Elegy XVI: On His Mistress

Elegy XVI: On His Mistress

By our first strange and fatal interview,
By all desires which thereof did ensue,
By our long starving hopes, by that remorse
Which my words' masculine persuasive force
Begot in thee, and by the memory
Of hurts, which spies and rivals threatened me,
I calmly beg: but by thy father's wrath,
By all pains, which want and divorcement hath,
I conjure thee, and all the oaths which I
And thou have sworn to seal joint constancy,
Here I unswear, and overswear them thus,
Thou shalt not love by ways so dangerous.
Temper, O fair Love, love's impetuous rage,
Be my true Mistress still, not my feigned Page;
I'll go, and, by thy kind leave, leave behind
Thee, only worthy to nurse in my mind
Thirst to come back; O if thou die before,
My soul from other lands to thee shall soar.

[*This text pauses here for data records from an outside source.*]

PR #310, opened 2015-07-07
Default checked radio button for Manage Taxonomies -> Add Vocabulary

### LINKED ISSUE #291: Default value for Managed/Free Tagging radio button
This is pretty minor but instead of filling in a value when we add the vocabulary if the user didn't select one, we should set a default value in the UI so the user knows which value is being sent to the server

giocalitri:
Fixes #291

### DIFF
--- a/ui/static/ui/js/manage_taxonomies.jsx
+++ b/ui/static/ui/js/manage_taxonomies.jsx
@@ -207,17 +207,19 @@ define('setup_manage_taxonomies', ['reactaddons', 'lodash', 'jquery'],
           </p>
           <p>
             <div className="radio">
-              <label htmlFor="managed_vocabulary_type">
+              <label>
                 <input id="managed_vocabulary_type" type="radio"
                   name="vocabulary_type" value="m"
+                  checked={this.state.vocabulary_type === 'm'}
                   onChange={this.updateVocabularyType} />
                     Managed
               </label>
             </div>
             <div className="radio">
-              <label htmlFor="managed_vocabulary_type">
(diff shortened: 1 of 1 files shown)


ui/static/ui/js/manage_taxonomies.jsx
```diff
@@ -210,14 +210,16 @@ define('setup_manage_taxonomies', ['reactaddons', 'lodash', 'jquery'],
...
                 <input id="managed_vocabulary_type" type="radio"
                   name="vocabulary_type" value="m"
+                  checked={this.state.vocabulary_type === 'm'}
                   onChange={this.updateVocabularyType} />
                     Managed
               </label>
             </div>
             <div className="radio">
-              <label htmlFor="managed_vocabulary_type">
+              <label htmlFor="free_vocabulary_type">
```
noisecapella: We shouldn't need the for attribute if the item being pointed to is contained inside the label element

giocalitri: Ok, but the way it was defined was wrong, so I just linked to the right ID.

giocalitri: Do you want I just remove them?

noisecapella: I suppose it doesn't matter, both with and without are valid, but for cleanliness sake it would be good to remove it

giocalitri: ok, I will remove and push again

PR #316, opened 2015-07-08
Fixed error message on unsupported terms in learning resource

noisecapella:
Looks like I missed an argument during `format()`

### DIFF
--- a/rest/serializers.py
+++ b/rest/serializers.py
@@ -192,7 +192,8 @@ class LearningResourceSerializer(ModelSerializer):
             if not term.vocabulary.learning_resource_types.filter(
                     name=resource_type.name).exists():
                 raise ValidationError(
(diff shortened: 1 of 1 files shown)


pwilkins:
@noisecapella Is there a way for me to verify this change?  I can merge it without verification, but I wonder if there is even a way to see this validation message in action.

noisecapella:
You would need to add a vocabulary and a term then PATCH /api/v1/repositories/repo/learning_resources/1 with {'terms': ['new_term_slug']} to get the error message.

ShawnMilo:
This was accidentally closed in PR #397 (I meant to close 318, typed 316 instead).

@noisecapella, @pwilkins it looks like this was already merged, so is it good to leave this closed?

noisecapella:
Yes, should be fine

PR #324, opened 2015-07-09
Allowed blank descriptions for LearningResource model

noisecapella:
Since we populate blank `LearningResource` descriptions during import it makes sense that we allow users to leave descriptions blank too


carsongee:
:+1: once tests pass

Issue #322, opened 2015-07-09
Extend reactjs test coverage


pwilkins:
Extend reactjs test coverage

amir-qayyum-khan:
Done

giocalitri:
what is this about?

noisecapella:
Adding unit tests to cover most of manage_taxonomies.jsx

giocalitri:
is it finished?

noisecapella:
No, it depends on the linked PR

pdpinch:
@noisecapella #328 is merged now. Can this be closed?

noisecapella:
Completely forgot to answer that :)

PR #309, opened 2015-07-07
Added learning resource UI to edit description and terms

noisecapella:

PR #328, opened 2015-07-10
Extended tests for manage_taxonomies.jsx file

amir-qayyum-khan:
Hi

In this PR I wrote test cases for all reactjs classes i.e VocabularyComponent, TermComponent, AddTermsComponent, AddVocabulary, TaxonomyComponent

https://github.com/mitodl/lore/issues/322

@pdpinch @pwilkins @carsongee @noisecapella

### DIFF
--- a/ui/jstests/test_manage_taxonomies.jsx
+++ b/ui/jstests/test_manage_taxonomies.jsx
@@ -5,13 +5,10 @@ define(['QUnit', 'jquery', 'setup_manage_taxonomies', 'reactaddons',
 
   var VocabularyComponent = ManageTaxonomies.VocabularyComponent;
   var waitForAjax = TestUtils.waitForAjax;
-
-  var addTermResponse = {
-    "id": 9,
-    "slug": "aa",
-    "label": "aa",
-    "weight": 1
-  };
+  var TermComponent = ManageTaxonomies.TermComponent;
+  var AddTermsComponent = ManageTaxonomies.AddTermsComponent;
+  var AddVocabulary = ManageTaxonomies.AddVocabulary;
+  var TaxonomyComponent = ManageTaxonomies.TaxonomyComponent;
   var vocabulary = {
     "id": 1,
     "slug": "difficulty",
@@ -20,6 +17,9 @@ define(['QUnit', 'jquery', 'setup_manage_taxonomies', 'reactaddons',
     "vocabulary_type": "f",
     "required": false,
     "weight": 2147483647,
+    "learning_resource_types": [
+      "course"
+    ],
     "terms": [
       {
         "id": 1,
@@ -35,18 +35,153 @@ define(['QUnit', 'jquery', 'setup_manage_taxonomies', 'reactaddons',
       }
     ]
   };
-  function reportError(msg) {
-    if (msg) {
-      console.error(msg);
-    }
+  /**
+   * Common assertions for Add terms, use in term and taxonomy
+   * components tests
+   * @param {QUnit.assert} assert - For assertions
+   * @param {ReactComponent} component - Root DOM object in react class
+   * @return {ReactComponent} devItems - DOM object of class 'panel-body'
+   * */
+  function  assertAddTermCommon(assert, component) {
+    // check term title
+    var listOfLinks = React.addons.TestUtils.
+      scryRenderedDOMComponentsWithTag(
+        component,
+        'a'
+    );
+    assert.equal(listOfLinks.length, 2);
+    var linkHeader = React.findDOMNode(listOfLinks[0]);
+    assert.equal(linkHeader.innerHTML, vocabulary.name);
+    //test items
+    var devItems = React.addons.TestUtils.
+      findRenderedDOMComponentWithClass(
+        component,
+        'panel-body'
+    );
+    var itemList = React.addons.TestUtils.
+      scryRenderedDOMComponentsWithTag(
+        devItems,
+        'li'
+    );
+    assert.equal(itemList.length, 2);
+    return devItems;
   }
   QUnit.module('Test taxonomies panel', {
     beforeEach: function() {
+      var learningResourceTypes = {
+        "count": 8,
+        "next": null,
+        "previous": null,
+        "results": [
+          {
+            "name": "course"
+          },
+          {
+            "name": "chapter"
+          },
+          {
+            "name": "sequential"
+          },
+          {
+            "name": "vertical"
+          },
+          {
+            "name": "html"
+          },
+          {
+            "name": "video"
+          },
+          {
+            "name": "discussion"
+          },
+          {
+            "name": "problem"
+          }
+        ]
+      };
+      var listOfVocabularies = {
+        "count": 1,
+        "next": null,
+        "previous": null,
+        "results": [
+          {
+            "id": 1,
+            "slug": "difficulty",
+            "name": "difficulty",
+            "description": "easy",
+            "vocabulary_type": "f",
+            "required": false,
+            "weight": 2147483647,
+            "terms": vocabulary.terms
+          }
+        ]
+      };
+      var listOfTerms = {
+        "count": 2,
+        "next": null,
+        "previous": null,
+        "results": vocabulary.terms
+      };
+      var term = {
+        "id": 9,
+        "slug": "test",
+        "label": "test",
+        "weight": 1
+      };
+      var duplicateVocabularyResponse = {
+        "non_field_errors":[
+          "The fields repository, name must make a unique set."
+        ]
+      };
       TestUtils.setup();
       TestUtils.initMockjax({
-        url: "/api/v1/repositories/*/vocabularies/*/terms/",
-        responseText: addTermResponse,
+        url: "/api/v1/repositories/repo/vocabularies/easy/terms/",
+        type: "POST",
+        status: 400
+      });
+      TestUtils.initMockjax({
+        url: "/api/v1/repositories/repo/vocabularies/difficulty/terms/",
+        responseText: term,
         type: "POST"
+      });
+      TestUtils.initMockjax({
+        url: "/api/v1/repositories/repo/vocabularies/difficulty/terms/",
+        responseText: listOfTerms,
+        type: "GET"
+      });
+      TestUtils.initMockjax({
+        url: "/api/v1/repositories/repo/vocabularies/",
+        contentType: "application/json; charset=utf-8",
+        responseText: vocabulary,
+        dataType: 'json',
+        type: "POST"
+      });
+      TestUtils.initMockjax({
+        url: "/api/v1/repositories/repo2/vocabularies/",
+        type: "POST",
+        status: 400
+      });
+      TestUtils.initMockjax({
+        url: "/api/v1/repositories/repo3/vocabularies/",
+        contentType: "application/json; charset=utf-8",
+        responseText: duplicateVocabularyResponse,
+        dataType: 'json',
+        type: "POST",
+        status: 400
+      });
+      TestUtils.initMockjax({
+        url: "/api/v1/repositories/repo/vocabularies/",
+        contentType: "application/json; charset=utf-8",
+        responseText: listOfVocabularies,
+        dataType: 'json',
+        type: "GET"
+      });
+      TestUtils.initMockjax({
+        url: "/api/v1/learning_resource_types/",
+        contentType: "application/json; charset=utf-8",
+        responseText: learningResourceTypes,
+        dataType: 'json',
+        type: "GET"
       });
     },
     afterEach: function() {
@@ -54,30 +189,94 @@ define(['QUnit', 'jquery', 'setup_manage_taxonomies', 'reactaddons',
     }
   });
 
+  QUnit.test('Assert that TermComponent renders properly',
+    function(assert) {
+      assert.ok(TermComponent, "class object not found");
+      var term = {
+        "id": 9,
+        "slug": "test",
+        "label": "test",
+        "weight": 1
+      };
+      var termComponentRendered = React.addons.TestUtils.
+        renderIntoDocument(
+          <TermComponent
+            term={term}
+          />
+        );
+
+      var labelComponent = React.addons.TestUtils.
+        findRenderedDOMComponentWithTag(
+          termComponentRendered,
+          'label'
+      );
+      //testing label value render
+      var label = labelComponent.getDOMNode();
+      assert.equal(label.innerHTML, term.label);
+    }
+  );
+
   QUnit.test('Assert that VocabularyComponent renders properly',
     function(assert) {
       assert.ok(VocabularyComponent, "class object not found");
-
       var done = assert.async();
 
       var addTermCalled = 0;
       var addTerm = function() {
         addTermCalled += 1;
       };
-
+      var reportError = function() {};
       var afterMount = function(component) {
         var node = React.findDOMNode(component);
         var textbox = $(node).find("input")[0];
-        React.addons.TestUtils.Simulate.keyUp(textbox, {key: "x"});
-        assert.equal(addTermCalled, 0);
 
-        React.addons.TestUtils.Simulate.keyUp(textbox, {key: "Enter"});
-        waitForAjax(1, function() {
-          assert.equal(addTermCalled, 1);
-          done();
+        // check term title
+        var listOfLinks = React.addons.TestUtils.
+          scryRenderedDOMComponentsWithTag(
+            component,
+            'a'
+        );
+        assert.equal(listOfLinks.length, 2);
+        var linkHeader = React.findDOMNode(listOfLinks[0]);
+        assert.equal(linkHeader.innerHTML, vocabulary.name);
+
+        //test items
+        var devItems = React.addons.TestUtils.
+          findRenderedDOMComponentWithClass(
+            component,
+            'panel-body'
+        );
+        var itemList = React.addons.TestUtils.
+          scryRenderedDOMComponentsWithTag(
+            devItems,
+            'li'
+        );
+        assert.equal(itemList.length, 2);
+        //test enter text in input text
+        var inputNode = React.addons.TestUtils.
+          findRenderedDOMComponentWithTag(
+            component,
+            'input'
+        );
+        React.addons.TestUtils.Simulate.change(
+          inputNode,
+          {target: {value: 'test12'}}
+        );
+        component.forceUpdate(function() {
+          assert.equal(
+            'test12',
+            component.state.newTermLabel
+          );
+          React.addons.TestUtils.Simulate.keyUp(textbox, {key: "x"});
+          assert.equal(addTermCalled, 0);
+
+          React.addons.TestUtils.Simulate.keyUp(textbox, {key: "Enter"});
+          waitForAjax(1, function() {
+            assert.equal(addTermCalled, 1);
+            done();
+          });
         });
       };
-
       React.addons.TestUtils.
         renderIntoDocument(
           <VocabularyComponent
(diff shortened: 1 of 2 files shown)


noisecapella:
There will be some changes coming in regarding the javascript tests so you will need to adjust this PR after my PR is reviewed and merged (#309). Hopefully we'll get a good process nailed down soon for javascript unit tests.

ui/jstests/test_manage_taxonomies.jsx
```diff
@@ -32,17 +45,79 @@ define(['QUnit', 'jquery', 'setup_manage_taxonomies', 'reactaddons',
       }
     ]
   };
+  var vocabularies = [
+    {
+      "vocabulary": vocabulary,
+      "terms": vocabulary.terms
+    }
+  ];
+  var saveVocabularyResponse;
```
noisecapella: It looks like you could move this and `updateParent` inside the test where they are being used. In general we want to define variables as close to their use as possible

ui/jstests/test_manage_taxonomies.jsx
```diff
@@ -32,17 +45,79 @@ define(['QUnit', 'jquery', 'setup_manage_taxonomies', 'reactaddons',
...
   function reportError(msg) {
```
noisecapella: Also move this inside the test where it is used

ui/jstests/test_manage_taxonomies.jsx
```diff
@@ -32,17 +45,79 @@ define(['QUnit', 'jquery', 'setup_manage_taxonomies', 'reactaddons',
...
+  }
   QUnit.module('Test taxonomies panel', {
     beforeEach: function() {
       $.mockjax({
-        url: "/api/v1/repositories/*/vocabularies/*/terms/",
+        url: "/api/v1/repositories/repo/vocabularies/difficulty/terms/",
         contentType: "application/json; charset=utf-8",
-        responseText: addTermResponse,
+        responseText: term,
+        responseTime: 0,
```
noisecapella: I've added `TestUtils.initMockjax` which you should use instead in the future, it defines some common settings and also counts mocked AJAX requests. In general look at `test_learning_resources.jsx` and use that for an example.

We want to avoid just making jQuery synchronous because then we won't be able to detect accidental race conditions which may occur. I'll go into more detail below on what to do.

ui/jstests/test_manage_taxonomies.jsx
```diff
@@ -53,10 +128,29 @@ define(['QUnit', 'jquery', 'setup_manage_taxonomies', 'reactaddons',
       $.ajaxSetup({async: true});
```
noisecapella: This is removed, we shouldn't need it anymore. I added `TestUtils.waitForAjax` to allow for asynchronous testing of AJAX calls.

ui/jstests/test_manage_taxonomies.jsx
```diff
@@ -66,6 +160,47 @@ define(['QUnit', 'jquery', 'setup_manage_taxonomies', 'reactaddons',
             repoSlug="repo"
           />
         );
+      //test initial state
+      assert.equal(
+        vocabularyComponentRendered.getInitialState().terms.length,
```
noisecapella: You should be able to just assert `state.terms.length` here. `state` should have `getInitialState()`s values before any `setState` is called.

ui/jstests/test_manage_taxonomies.jsx
```diff
@@ -32,17 +45,79 @@ define(['QUnit', 'jquery', 'setup_manage_taxonomies', 'reactaddons',
...
+    var inputNodes = React.addons.TestUtils.
+      scryRenderedDOMComponentsWithTag(
+        formNode,
+        'input'
+      );
+    assert.equal(inputNodes.length, 4);
+    inputNodes[0].value = "TestA";
+    inputNodes[1].value = "TestA";
+    React.addons.TestUtils.Simulate.submit(formNode);
+    assert.equal(
```
noisecapella: You will need to use `TestUtils.waitForAjax` and `assert.async()` to wait for the POST to complete before finishing the test assertions

ui/jstests/test_manage_taxonomies.jsx
```diff
@@ -32,17 +45,79 @@ define(['QUnit', 'jquery', 'setup_manage_taxonomies', 'reactaddons',
...
-        responseText: addTermResponse,
+        responseText: term,
+        responseTime: 0,
+        dataType: 'json'
+      });
+      $.mockjax({
+        url: "/api/v1/repositories/repo/vocabularies/",
+        contentType: "application/json; charset=utf-8",
+        responseText: vocabularyWithoutTerms,
         responseTime: 0,
```
noisecapella: Remember to remove all `responseTime: 0` since we will be testing asynchronous AJAX calls

ui/jstests/test_manage_taxonomies.jsx
```diff
@@ -66,6 +160,47 @@ define(['QUnit', 'jquery', 'setup_manage_taxonomies', 'reactaddons',
...
+        inputNode,
+        {target: {value: 'test12'}}
+      );
+      assert.equal(
+        'test12',
+        vocabularyComponentRendered.state.newTermLabel
+      );
+      //test enter key
       var randomEvent = $.Event("keyup", {keyCode: 64});
       var eventEnter = $.Event("keyup", {keyCode: 13});
```
noisecapella: It is recommended to use `React.addons.TestUtils.Simulate.keyUp` instead here since React will pass instances of `SyntheticEvent` to event handlers and not regular javascript events like you have here.

ui/jstests/test_manage_taxonomies.jsx
```diff
@@ -75,9 +210,93 @@ define(['QUnit', 'jquery', 'setup_manage_taxonomies', 'reactaddons',
...
+      var addVocabularyRendered = React.addons.TestUtils.
+        renderIntoDocument(
+          <AddVocabulary
+            vocabularies={vocabularies}
+            repoSlug="repo"
+            updateParent={updateParent}
+          />
+        );
+      assert.equal(
+        addVocabularyRendered.getInitialState().name,
```
noisecapella: Test against `state`, not `getInitialState()`

ui/jstests/test_manage_taxonomies.jsx
```diff
@@ -75,9 +210,93 @@ define(['QUnit', 'jquery', 'setup_manage_taxonomies', 'reactaddons',
...
+      assert.ok(TaxonomyComponent, "class object not found");
+      var taxonomyComponentRendered = React.addons.TestUtils.
+        renderIntoDocument(
+          <TaxonomyComponent
+            vocabularies={vocabularies}
+            repoSlug="repo"
+          />
+        );
+      assert.equal(
+        taxonomyComponentRendered.getInitialState().vocabularies.length,
```
noisecapella: Use `state` in place of `getInitialState()` here

ui/jstests/test_manage_taxonomies.jsx
```diff
@@ -75,9 +210,93 @@ define(['QUnit', 'jquery', 'setup_manage_taxonomies', 'reactaddons',
...
+      assert.ok(AddTermsComponent, "class object not found");
+      var addTermsComponentRendered = React.addons.TestUtils.
+        renderIntoDocument(
+          <AddTermsComponent
+            vocabularies={vocabularies}
+            repoSlug="repo"
+          />
+        );
+      assert.equal(
+        addTermsComponentRendered.getInitialState().errorText,
```
noisecapella: replace `getInitialState()` here

noisecapella:
I also did some refactoring in PR #340 FYI, you may want to adjust your code accordingly. The most significant change is that `state.terms` was removed since it was a duplicate piece of state, a callback is used instead to update `TaxonomyComponent`

noisecapella:
One more thing, I noticed that the vocabulary type radio box is not covered by tests, and that failures of various AJAX calls are not covered either. You can look at `test_learning_resources.jsx` for examples of this.

Thanks for all your help!

amir-qayyum-khan:
@noisecapella  please review, I think it is ready to merge

ui/jstests/test_manage_taxonomies.jsx
```diff
@@ -35,25 +69,152 @@ define(['QUnit', 'jquery', 'setup_manage_taxonomies', 'reactaddons',
...
+      }
+    ]
+  };
+  var listOfTerms = {
+    "count": 2,
+    "next": null,
+    "previous": null,
+    "results": vocabulary.terms
+  };
+  var saveVocabularyResponse;
```
noisecapella: This variable is used in two tests. Please create a local variable within each test instead. We want to limit global state as much as possible, especially given the complexity of our test framework. The way it is now, one test may affect another tests result which will make test failures hard to debug.

ui/jstests/test_manage_taxonomies.jsx
```diff
@@ -35,25 +69,152 @@ define(['QUnit', 'jquery', 'setup_manage_taxonomies', 'reactaddons',
...
+      scryRenderedDOMComponentsWithTag(
+        formNode,
+        'input'
+      );
+    assert.equal(inputNodes.length, 4);
+    inputNodes[0].value = "TestA";
+    inputNodes[1].value = "TestA";
+    inputNodes[2].checked = true;
+    inputNodes[3].checked = false;
+    React.addons.TestUtils.Simulate.submit(formNode);
```
noisecapella: You should assert a change in state here

ui/jstests/test_manage_taxonomies.jsx
```diff
@@ -35,25 +69,152 @@ define(['QUnit', 'jquery', 'setup_manage_taxonomies', 'reactaddons',
...
+    inputNodes[0].value = "TestA";
+    inputNodes[1].value = "TestA";
+    inputNodes[2].checked = false;
+    inputNodes[3].checked = true;
+    React.addons.TestUtils.Simulate.submit(formNode);
```
noisecapella: And here

ui/jstests/test_manage_taxonomies.jsx
```diff
@@ -64,10 +225,15 @@ define(['QUnit', 'jquery', 'setup_manage_taxonomies', 'reactaddons',
       var addTerm = function() {
         addTermCalled += 1;
       };
-
+      var reportError = function(msg) {
+        if (msg) {
+          console.error(msg);
```
noisecapella: If you're not doing anything important inside this function it should be empty

ui/jstests/test_manage_taxonomies.jsx
```diff
@@ -77,7 +243,96 @@ define(['QUnit', 'jquery', 'setup_manage_taxonomies', 'reactaddons',
...
+        addTermCalled += 1;
+      };
+      var reportError = function(msg) {
+        errorMessage = msg;
+      };
+      var afterMount = function(component) {
+        // wait for calls to populate form
+        var node = React.findDOMNode(component);
+        var textbox = $(node).find("input")[0];
+        component.state.newTermLabel = "term2";
```
noisecapella: Use `component.setState` instead. `state` is not supposed to be mutated like this

ui/jstests/test_manage_taxonomies.jsx
```diff
@@ -77,7 +243,96 @@ define(['QUnit', 'jquery', 'setup_manage_taxonomies', 'reactaddons',
...
+        assert.ok(component.state.newTermLabel);
```
noisecapella: There's no point in having this, the value was set in the previous line

ui/jstests/test_manage_taxonomies.jsx
```diff
@@ -77,7 +243,96 @@ define(['QUnit', 'jquery', 'setup_manage_taxonomies', 'reactaddons',
...
+        React.addons.TestUtils.Simulate.keyUp(textbox, {key: "Enter"});
+        waitForAjax(1, function () {
+          assert.equal(addTermCalled, 0);
+          assert.equal(
+            errorMessage,
+            "Error occurred while adding new term."
```
noisecapella, line 324: Please add a comment indicating what is causing the error, for example, the mocked URL returned a 400 or something of that effect

ui/jstests/test_manage_taxonomies.jsx
noisecapella: Actually it looks like this doesn't affect testing the error, so you should just remove it.

ui/jstests/test_manage_taxonomies.jsx
```diff
@@ -91,4 +346,191 @@ define(['QUnit', 'jquery', 'setup_manage_taxonomies', 'reactaddons',
...
+          );
+        assert.equal(inputNodes.length, 4);
+        inputNodes[0].value = "TestA";
+        inputNodes[1].value = "TestA";
+        inputNodes[2].checked = true;
+        inputNodes[3].checked = false;
+        React.addons.TestUtils.Simulate.submit(formNode);
+        waitForAjax(1, function() {
+          assert.ok(
+            component.state.errorMessage
```
noisecapella: Please change this to assert the specific error message

ui/jstests/test_manage_taxonomies.jsx
```diff
@@ -91,4 +346,191 @@ define(['QUnit', 'jquery', 'setup_manage_taxonomies', 'reactaddons',
...
+            'input'
+          );
+        assert.equal(inputNodes.length, 4);
+        inputNodes[0].value = "TestA";
+        inputNodes[1].value = "TestA";
+        inputNodes[2].checked = true;
+        inputNodes[3].checked = false;
+        React.addons.TestUtils.Simulate.submit(formNode);
+        waitForAjax(1, function() {
+          assert.ok(
```
noisecapella: Also assert the change of state in the component

ui/static/ui/js/manage_taxonomies.jsx
```diff
@@ -178,7 +178,7 @@ define('setup_manage_taxonomies', ['reactaddons', 'lodash', 'jquery', 'utils'],
       }).fail(function(data) {
         var jsonData = data.responseJSON;
         var i = 0;
-        if (jsonData.non_field_errors &&
+        if (jsonData && jsonData.non_field_errors &&
           jsonData.non_field_errors.length > 0) {
```
noisecapella: You can remove this check, jsonData.non_field_errors.length is checked within the for loop

ui/jstests/test_manage_taxonomies.jsx
```diff
@@ -91,4 +346,191 @@ define(['QUnit', 'jquery', 'setup_manage_taxonomies', 'reactaddons',
...
+          <AddVocabulary
+            vocabularies={vocabularies}
+            repoSlug="repo2"
+            updateParent={updateParent}
+            ref={afterMount}
+          />
+        );
+    }
+  );
+  QUnit.test('Assert that add term works in TaxonomyComponent',
```
noisecapella, line 751: Where do you add terms? It looks like you only add a vocabulary in this test

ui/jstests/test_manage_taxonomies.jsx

Thy (else Almighty) beauty cannot move
Rage from the Seas, nor thy love teach them love,
Nor tame wild Boreas' harshness; thou hast read
How roughly he in pieces shivered
Fair Orithea, wbom he swore he loved.
Fall ill or good, 'tis madness to have proved
Dangers unurged; feed on this flattery,
That absent Lovers one in th' other be.
Dissemble nothing, not a boy, nor change
Thy body's habit, nor mind's; be not strange
To thyself only; all will spy in thy face
A blushing womanly discovering grace;
Ricbly clothed Apes are called Apes, and as soon
Eclipsed as bright we call the Moon the Moon.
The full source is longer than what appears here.